Competing risk and heterogeneity of treatment effect in clinical trials - PubMed (original) (raw)

Editorial

Competing risk and heterogeneity of treatment effect in clinical trials

David M Kent et al. Trials. 2008.

Abstract

It has been demonstrated that patients enrolled in clinical trials frequently have a large degree of variation in their baseline risk for the outcome of interest. Thus, some have suggested that clinical trial results should routinely be stratified by outcome risk using risk models, since the summary results may otherwise be misleading. However, variation in competing risk is another dimension of risk heterogeneity that may also underlie treatment effect heterogeneity. Understanding the effects of competing risk heterogeneity may be especially important for pragmatic comparative effectiveness trials, which seek to include traditionally excluded patients, such as the elderly or complex patients with multiple comorbidities.
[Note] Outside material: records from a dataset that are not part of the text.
PR #117, opened 2023-11-28
[opentype/gpos] use plain struct instead of pointer

benoitkugler:
During some benchmarks, I found `tables.PairSet.FindGlyph` was a really high source of heap allocations.
Using a plain struct (probably) allows the compiler/runtime to allocate it on the stack, resulting in a sizable reduction of heap allocations.

### DIFF
--- a/harfbuzz/ot_layout_gpos.go
+++ b/harfbuzz/ot_layout_gpos.go
@@ -285,8 +285,8 @@ func (c *otApplyContext) applyGPOSPair1(inner tables.PairPosData1, index int) bo
 	skippyIter := &c.iterInput
 	pos := skippyIter.idx
 	set := inner.PairSets[index]
-	record := set.FindGlyph(gID(buffer.Info[skippyIter.idx].Glyph))
-	if record == nil {
+	record, ok := set.FindGlyph(gID(buffer.Info[skippyIter.idx].Glyph))
+	if !ok {
 		buffer.unsafeToConcat(buffer.idx, pos+1)
 		return false
 	}
--- a/opentype/tables/ot_properties.go
+++ b/opentype/tables/ot_properties.go
@@ -215,13 +215,13 @@ func (lk ExtensionPos) Cov() Coverage         { return nil } // not used anyway
 
 // FindGlyph performs a binary search in the list, returning the record for `secondGlyph`,
 // or `nil` if not found.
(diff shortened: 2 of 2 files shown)


whereswaldon:
@benoitkugler Do you have before/after benchmark info you could share?

benoitkugler:
> @benoitkugler Do you have before/after benchmark info you could share?

Here you are : the code simply runs Shaper.Shape, with a font using a GPOS table (Arimo).

<details><summary>Code</summary>
<p>

	face := loadOpentypeFont(b, "/usr/share/fonts/truetype/croscore/Arimo-Regular.ttf")
	textInput := []rune("Une jolie phrase en français !")
	input := Input{
		Text:      textInput,
		RunStart:  0,
		RunEnd:    len(textInput),
		Direction: di.DirectionLTR,
		Size:      16 * 72,
		Face:      face,
		Script:    language.Latin,
		Language:  language.NewLanguage("fr"),
	}
	shaper := HarfbuzzShaper{}

	b.ResetTimer()

	for i := 0; i < b.N; i++ {
		_ = shaper.Shape(input)
	}

</p>
</details> 

### Benchmark stats
   
```
       │   old.txt   │              new.txt               │
       │   sec/op    │   sec/op     vs base               │
GPOS-4   40.91µ ± 2%   37.47µ ± 5%  -8.41% (p=0.000 n=10)

       │   old.txt    │               new.txt                │
       │     B/op     │     B/op      vs base                │
GPOS-4   15.94Ki ± 0%   11.88Ki ± 0%  -25.48% (p=0.000 n=10)

       │  old.txt   │              new.txt               │
       │ allocs/op  │ allocs/op   vs base                │
GPOS-4   253.0 ± 0%   227.0 ± 0%  -10.28% (p=0.000 n=10)
``` 

### Memory profile - Before: 
old

### Memory profile - After : 
new

andydotxyz:
Has the "After" trimmed the RunN contribution or did that go to 0?
I can't do the maths accurately on the fly but it looks like memory is just being moved to other places rather than reduced overall.

benoitkugler:
> Has the "After" trimmed the RunN contribution or did that go to 0? I can't do the maths accurately on the fly but it looks like memory is just being moved to other places rather than reduced overall.

My screenshot was incomplete, see the new one : 

Capture d’écran du 2023-11-29 12-15-00

whereswaldon (approved):

andydotxyz (approved):
Thanks for the clarification :)

Issue #112, opened 2023-11-24
[fontscan] Provide precise Location in FontMap.AddFace


benoitkugler:
I use `FontMap.AddFace` to have control about the description registered with a font, but I would also control the file identifier.
That is, I would like to also pass a `Location`. For now, the package generate a synthetic file name with 
`out.Location.File = fmt.Sprintf("%v", md)` (`md` being the font description provided by the caller).

Would you be OK to change the signature to `AddFace(face font.Face, id Location, md meta.Description)` ?

The previous behavior could be easily obtained with 
`AddFace(face font.Face, Location{File: fmt.Sprintf("%v", md)}, md meta.Description)`

Pinging @whereswaldon as code author

whereswaldon:
I have no objection; do it!

PR #119, opened 2023-12-02
[fontscan] Specify Location in AddFace

benoitkugler:
Let the user choose the `Location` when adding a Face (for #112).


whereswaldon (approved):
Nice and straightforward :D

whereswaldon:
@benoitkugler For future reference, any *breaking* change to the public API does need multiple reviewers, even if it is trivial. It will make downstream projects fail to compile against our `main` branch. If we'd implemented this by adding an alternative method, I think I'd feel differently.

PR #121, opened 2023-12-05
[shaping] Document glyph metrics and fix vertical line thickness

benoitkugler:
When exploring how to implement vertical text layout, I had a hard time remembering the meaning of the various glyph metrics. 

So I've written a small utility function displaying an `Output` glyph bounds onto an `image.Image`. I you run the `ExampleShaper_Shape`, you get two images displaying the glyph extents in green square.

Using this tool, I've found what I think is an incorrect glyph bounds calculation for vertical text. 

So this PR is mainly about documenting the various fields of `Glyph` and make sure we are on the same page (it could also be me not using using the proper conventions...).


shaping/output.go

Indeed, the observed effect of an intervention is dependent on the ratio of outcome risk to competing risk, and these risks - which may or may not be correlated - may vary considerably in patients enrolled in a trial. Further, the effects of competing risk on treatment effect heterogeneity can be amplified by even a small degree of treatment related harm. Stratification of trial results along both the competing and the outcome risk dimensions may be necessary if pragmatic comparative effectiveness trials are to provide the clinically useful information their advocates intend.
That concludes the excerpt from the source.